◆ SUPPLIED RECORDS ◆

PR #3366, opened 2024-10-12
feat: poryscript-pls

lhearachel:
Adds minimal `poryscript-pls` configuration to the registry.

Function handlers expected by the LSP implementation are not included to keep this config minimal.

### DIFF
--- a/lua/lspconfig/configs/poryscript_pls.lua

◆ EXERCISE REQUIREMENTS ◆
Please transcribe every entry above exactly as it appears.

◆ RESPONSE TO THIS EXERCISE ◆
PR #3366, opened 2024-10-12
feat: poryscript-pls

lhearachel:
Adds minimal `poryscript-pls` configuration to the registry.

Function handlers expected by the LSP implementation are not included to keep this config minimal.

### DIFF
--- a/lua/lspconfig/configs/poryscript_pls.lua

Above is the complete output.